Early possession is a touchy subject for home sellers, and that’s because they don’t understand how to gauge the risk factors for the buyer. Lawyers always tell sellers they should never ever agree to an early possession, and lots of non-lawyers are rendering opinions all over the Internet, many of which are dead wrong.
I’ll tell you exactly when an early possession is appropriate for a seller, and I’ll tell you exactly when it is not. I’ll list the risk factors a seller should consider, and you’ll see why this makes so much sense for both the buyer and seller.
First, I practiced real estate law for 20 years, and prior to and after that I was and am a real estate broker who has handled a lifetime of transactions. I’ve drafted many rental agreements before the days of online forms, I’ve represented landlords doing evictions, and I’ve drafted many early possession agreements. So I actually am an expert on this subject. I’ll give you the unvarnished truth, so you’ll know exactly how to analyze your options and make a wise decision.
Early possession does not come up very often, but it does periodically.

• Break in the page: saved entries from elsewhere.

PR #881, opened 2021-12-23
NOTIF-410 Improve the /events response time

gwenneg:
I expect this PR to have a major impact on the `/events` response time issue we currently have on prod. It may not fix it entirely though, we'll need to confirm that with tests on prod.

I created a local database similar to prod, with millions of `notification_history` and `event` records, which allowed me to reproduce the prod issue on my machine. Then I analyzed (with Postgres' `EXPLAIN`) and timed each SQL query involved during an `/events` call. I tested several fix candidates and this one had the bigger impact by far.

⚠️ This PR will remain a draft until `app-interface!31022` is merged. I need to know the exact numbers of rows on prod before I can determine the final `autovacuum` settings changes.

For more information about autovacuum tuning, here's an interesting article: https://www.2ndquadrant.com/en/blog/postgresql-vacuum-and-analyze-best-practice-tips/

### DIFF
--- a/backend/src/main/resources/db/migration/V1.34.0__NOTIF-410_events_response_time.sql
+++ b/backend/src/main/resources/db/migration/V1.34.0__NOTIF-410_events_response_time.sql
@@ -1,0 +1,24 @@
+-- The response time improvement mostly comes from this.
+CREATE INDEX ix_notification_history_event_id ON notification_history (event_id);
+
+-- The following instructions change the Postgres autovacuum settings for several tables.
+
+-- Indexes on tables with lots of DELETE or UPDATE operations tend to become less effective over time because Postgres
+-- keeps the dead tuples that were deleted on the disk. Vacuuming the tables can fix that but the default autovacuum
+-- settings are not suitable for tables with a large amount of records. By default, Postgres will autovacuum a table
+-- when it contains [table total records] * autovacuum_vacuum_scale_factor (default: 0.2) + autovacuum_vacuum_threshold
+-- (default: 50). This means that a table with 1 million records will be vacuumed when the dead tuples count reaches
+-- 200050. Changing the autovacuum settings helps ensuring that autovacuum will run more often, will take less time and
+-- won't be interrupted by transactions that would need to lock the vacuumed table.
+
+-- The 'event' table contains ~3 million records on prod when this script is written. Old events are deleted at a rate
+-- of ~4000 per hour. Assuming this rate remains constant, the autovacuum will happen approximately every hour instead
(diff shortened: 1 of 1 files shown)


backend/src/main/java/com/redhat/cloud/notifications/db/EventResources.java
```diff
@@ -116,7 +117,7 @@
     private static String addHqlConditions(String hql, Set<UUID> bundleIds, Set<UUID> appIds, String eventTypeDisplayName,
                                            LocalDate startDate, LocalDate endDate, Set<EndpointType> endpointTypes, Set<Boolean> invocationResults) {
         if (bundleIds != null && !bundleIds.isEmpty()) {
-            hql += " AND b.id IN (:bundleIds)";
+            hql += " AND a.bundle.id IN (:bundleIds)";
```
josejulio, line 120: I suppose this adds the JOIN on demand?

gwenneg: No the join with `bundles` is gone for good.

Old query:
```
[...]
 inner join
        bundles bundle3_
            on applicatio2_.bundle_id=bundle3_.id
[...]
```
New query:
```
[...]
 applicatio2_.bundle_id in (
                $2
            )
[...]
```

josejulio: nice!

gwenneg: Hmm not so nice, the tests showed me something wrong because of the ordering 😄 This needs more work anyway!

gwenneg: @josejulio Do you think this is needed?
https://github.com/RedHatInsights/notifications-backend/blob/bcb91e750c40b0128300ce89e41699797bc3c846/backend/src/main/java/com/redhat/cloud/notifications/db/EventResources.java#L179-L184

The frontend only sorts on the creation time which makes sense.

josejulio: I'm sure we will eventually be asked (if not already in the mocks) to sort by any column.

gwenneg: No longer relevant, my approach to fix the response time has changed.

gwenneg:

gwenneg:
This is ready for a review.

bennetelli (approved):

gwenneg:
PR check failures are still unrelated.

PR #882, opened 2021-12-23
PoC: Query builder

josejulio:


josejulio:
I liked this approach but it was too simple and had issues concatenating AND's

PR #888, opened 2022-01-05
Update grafana dashboard

bennetelli:


theute:
Should probably be stacked as well

bennetelli:
That is the plan. I would like to have it "running" first and remove the obsolete parts then.

PR #889, opened 2022-01-05
NOTIF-444 separate counters instead of one with different tags

bennetelli:


josejulio:
What's wrong with the tags ?

theute:
We can't use this PR, since we'll keep adding bundles/applications and we should limit code changes when we do so (I know we have to do to add email templates so we still need to to a PR when we add an app but we want to walk away from this)

theute:
> What's wrong with the tags ?

With the current code deployed to stage this morning (and "dynamic" tags), the tags don't show up in Prometheus:
https://prometheus.crcs02ue1.devshift.net/graph?g0.expr=processor_email_processed_total&g0.tab=0&g0.stacked=0&g0.show_exemplars=0&g0.range_input=2h

gwenneg:
We already have dynamic tags working on prod in [EventConsumer](https://github.com/RedHatInsights/notifications-backend/blob/master/backend/src/main/java/com/redhat/cloud/notifications/events/EventConsumer.java). We should change the code from https://github.com/RedHatInsights/notifications-backend/pull/886 to something similar.

theute:
> We already have dynamic tags working on prod in [EventConsumer](https://github.com/RedHatInsights/notifications-backend/blob/master/backend/src/main/java/com/redhat/cloud/notifications/events/EventConsumer.java). We should change the code from #886 to something similar.

But unless I read too fast the one we have is a timer, would be good to get the actual number of emails (same for events BTW)

gwenneg:
It is a timer indeed, but timers can be used to count things. See `rbac_get_users_total_seconds_count` in Prometheus.

theute:
> It is a timer indeed, but timers can be used to count things. See `input_consumed_seconds_count` in Prometheus.

Ah yes indeed.
Still wondering why the gauge + tags didn't work :-/

gwenneg:
BTW, the dynamic tags can be checked locally by simply calling `/metrics` from localhost. We don't need to check if that works from Prometheus.

bennetelli:
> 

Actually that's not a solution. Yes, the micrometer metrics are available in /metrics, but they will be exposed from there to Prometheus and in /metrics it's working, but not in Prometheus. So looking at /metrics only doesn't replace taking a look at Prometheus as well.

bennetelli:
> It is a timer indeed, but timers can be used to count things. See `input_consumed_seconds_count` in Prometheus.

Here’s the typical scenario. The buyer just sold a home in Santa Barbara, CA, and they have to be moved out by the 10th of January. They purchased a home in the famous Blue Hole known as Sequim, WA. They have the largest moving truck known to man scheduled to pick up a lifetime of possessions in Santa Barbara on the 7th or 8th of January, and arriving in Sequim, WA on the 10th of January. Because of apparent delays with the Christmas holidays and the Covid-19 shutdowns, nearly everything is taking longer than normal. Closing is on schedule for the 21st of January, and the loan officer agreed to expedite matters long ago so closing could happen by the 10th of January. The buyers bent over backwards and killed themselves to do all their due diligence and inspections, all that was required of their mortgage broker, and have complied with their contract with the seller to a “T”. In other words, these buyers have been stellar buyers.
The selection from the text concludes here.